If your employer makes drastic changes to your job without your agreement
You may also be able to turn down work and continue to qualify for unemployment if your employer drastically changes the way you do your job. This might include a drastic pay cut, permanent changes to your assigned shift without your agreement or moving you to a facility that would require a substantially longer commute. For example, in Iowa, a pay cut of 25% to 30% may justify a worker collecting unemployment if they choose to quit, but what’s considered a substantial change varies on a case-by-case basis.
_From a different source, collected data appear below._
PR #4510, opened 2026-06-09
fix: mark admin props as optional (remove required) -- fwd port

kyledurand:
Forward-port of #4507

image


sam-b-rose (approved):
Thanks, Kyle!

PR #4512, opened 2026-06-15
Add optional discountAllocations field to pos bundle lineItemComponent

daniszewskik:
## TLDR                                                                                                                            
   - Add optional `discountAllocations` to POS bundle `LineItemComponent`                                                             
   - Export the POS `DiscountAllocation` type for extension authors                                                                   
   - Regenerate `2026-07-rc` POS API docs and add a changeset                                                                         
                                                                                                                                      
## Why                                                                                                                             
 POS UI Extensions expose bundle component tax lines, but not bundle component discount allocations. This blocks compliance partners from reconstructing correct component-level tax splits for discounted bundles with mixed tax rates and tax-inclusive pricing. 
See https://github.com/shop/issues-retail/issues/21806.

### DIFF
--- a/packages/ui-extensions/docs/surfaces/point-of-sale/generated/pos_ui_extensions/2026-07-rc/generated_docs_data_v2.json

Small changes however, like adding an extra hour to your shift or moving you to a different part of your facility, won’t count toward unsuitable work conditions.
It’s unclear whether tipped workers, like those in the food service industry, who come back to work with the same base pay but receive far less in tips due to decreased foot traffic will be able to argue that their pay has been cut. If your employer’s direct wages plus your earned tips add up to less than the federal minimum wage or the minimum wage in your state, your employer must make up the difference.
Importantly, Hawks-Ladds says it will ultimately be up to each state’s department of labor to determine if a worker leaves their job for a qualifying reason related to the coronavirus.
Changes may also apply differently to unionized workers. “If the terms and conditions of employment are impacting union members, members have a right to demand negotiations over those changes and seek a remedy,” Hawks-Ladds says.
Qualifying for Pandemic Unemployment Assistance
The relief bill’s new Pandemic Unemployment Assistance (PUA) program dramatically expands the scope of workers who can receive benefits, including people who are unable or unavailable to work because of certain health or economic consequences of the pandemic, even if their workplace is open.
For example, you may qualify for PUA if you can’t work because you’ve been diagnosed with the virus; you’re directed by a health authority to quarantine; you’re providing care to a sick household member; you have to take care of a child at home while school or child-care facilities are shut down due to the pandemic; you have an underlying medical condition that prevents you from working; and so on.
Workers no longer eligible to receive traditional unemployment who have qualifying conditions can instead qualify for PUA, Evermore says. In such cases, workers may have to file a new unemployment claim altogether, or their state’s unemployment office may reassess an existing one in order to deliver benefits.
Individuals eligible for PUA benefits will receive their state unemployment aid for up to 39 weeks and an additional $600 per week until July 31. Expanded unemployment under the federal stimulus bill are currently in place through the end of the year.